布拉格,鲁道夫画廊,画家张晓刚面对我们,背后是他的作品。

他喃喃地叹息着,布拉格太美了。那口气好像有几分埋怨,仿佛布拉格不该如此,因为他从记忆中已经为布拉格涂抹了比较深沉比较灰暗的颜色。

他的话让我想起差不多二十年前第一次来到这里。

那天,一辆蓝色的斯柯达福尔曼,从机场把我们接上,在夜幕中穿过市区,直接来到三区的威特科夫酒店。前台的服务员从身后栗色的木格中,拿出大木头坠子拴着的铜钥匙,给我们指出去房间的路。然后,我们惊讶地发现,电梯门竟然和普通房门差不多,是木头做的,站到里面以后,需要抠住铁扶手把门拉紧,电梯才能启动。那棕色的硬塑料楼层按钮,让我想起老式收音机。

后来知道,其实很多居民楼都在使用这种或者稍微改进了一点的电梯。而这种远不是最古老的。我们还见过一种一直不停地呼啸着循环的电梯,像传送带一样,一边向上一边向下,没有门,到达楼层也不停,人必须赶在电梯盒子来的时候跳上去,到达要去的楼层再及时跳出来,一旦迟疑,就只能等下一个机会了。

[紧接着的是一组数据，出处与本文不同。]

PR #529, opened 2019-08-20
Add Missing Kinematics.Init()

madgrizzle:
Any changes to values that are used during the kinematics::forward calculations should call kinematics.init() so sled position can be recalculated.  If its not, this can cause a "sled not keeping up" error, particularly after calibration.  If the sled is at an unadjusted position and a move is made, the move will be made with the adjusted parameters and that can exceed the positionErrorLimit.
Did I miss any?

Does it add a new feature or fix a bug?  **Fixes a bug**

**In a sense, it updates the sled position to utilize values just pushed to it**

**no**
**n/a**
**not required.. it eliminates the potential for a sled not keeping up error**
**fake servo only**

**Someone try it out by changing one of the values significantly and making the sled move.  Prior to this fix, if value change was significant enough, it would cause a sled not keeping up error.  This should fix it.**

Thanks for contributing!

### DIFF
--- a/cnc_ctrl_v1/Settings.cpp
+++ b/cnc_ctrl_v1/Settings.cpp
@@ -382,6 +382,7 @@ byte settingsStoreGlobalSetting(const byte& parameter,const float& value){
             break;
         case 37:
               sysSettings.chainSagCorrection = value;
+              kinematics.init();
               break;
         case 38:
               settingsSaveStepstoEEprom();
@@ -400,9 +401,11 @@ byte settingsStoreGlobalSetting(const byte& parameter,const float& value){
               break;
         case 40:
               sysSettings.leftChainTolerance = value;
+              kinematics.init();
               break;
         case 41:
               sysSettings.rightChainTolerance = value;
+              kinematics.init();
               break;
         case 42:
               sysSettings.positionErrorLimit = value;


blurfl:
Which values are you talking about? When would those be changed in normal use?

madgrizzle:
chainSagCorrection , leftChainTolerance, rightChainTolerance.  Normally these aren't changed so much that it results in a problem, but I think we saw it in v1.27 (@jess experienced it).  I've seen something like this happen in testing and never was able to figure it out, but by working on her issue I discovered what I think was the source of it.

davidelang:
On Tue, 20 Aug 2019, Scott Smith wrote:

> Which values are you talking about? When would those be changed in normal use?

calibration settings, they would not be changed in normal use, just when doing 
calibration, but they can make the calibration 'fail' and cause you to need to 
calibrate again or reset the chains

madgrizzle:
I believe the only impact is that the controller would kick a sled-not-keeping-up error.  The calibration should still be good.  Once you clear it, you are good to go.  This just eliminates that error from occurring.  Changes to other parameters (rotational radius, distance between motors, etc.) call kinematics::init, just not those three.  I think it was just an oversight.

blurfl:
> chainSagCorrection , leftChainTolerance, rightChainTolerance

So would a test sending '$37=nnnn.mm' '$40...' and '$41...' show the issue? Looking for a clear test here...

madgrizzle:
Yes.  The delta between the old and new value has to be significant enough to cause the new sled position to be more than your position error tolerance (2.0 mm default).

madgrizzle:
Once you get the initial sled-not-keeping-up alarm.  clear it and you shouldn't get it again.  When you do the fix, it shouldn't occur in the first place.

blurfl:
Sending the '$NN=' commands does trigger the Kinematics.init(), and no bad things seem to happen, but since those are calculated values GC recalculates them and sends back the original value the next time a '$$' report is sent.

我们房间里有一台十四寸的黑白电视机,电视下面的柜子里,放着一本厚厚的电话号码本,有些纸页已经被翻得卷了边。

第二天醒来很早,我迫不及待地透过窗户往外看,6月的早晨,天下过雨,太阳还没有出来,对面的楼灰秃秃的,令人感到冷清。远处,一个穿风衣的老头,左手提个纸袋子,右手拿着个铁铲,跟在一只瘦狗后面铲狗屎。街道另一边,迎面过来二个老太太,一个弱瘦腰弓,头上系着深色花纹的头巾,另一个胖大,腿尤其粗,大象一般,直上直下,脚也很肥,她俩都穿着严谨的上衣、平整的裙子,还有丝袜和皮鞋。

我对这番灰暗的景象很沮丧。

现在想来,或许恰恰这番景象,才是画家心目中充满忧伤的布拉格。

 

后来,我们在这里呆久了。

有人说那个时候选择布拉格,需要勇气。

也有人说,那个时候选择布拉格的人,都很有个性。

我说,很多时候,不是人选择命运,而是命运选择人。

生活在这里,我们也开始了解市中心的布拉格,旧城区的布拉格,板楼、塔楼林立的布拉格,小房子挨着小房子的布拉格,这是一个普普通通的、和任何一个人们赖以为生的城市没有差别的城市。在这里,有我们的住处、办公室、孩子们的幼儿园、学校,买菜的商店和逛街的商场,我们的生活就这样淹没在布拉格的琐碎中,伴随着快乐也伴随着无奈。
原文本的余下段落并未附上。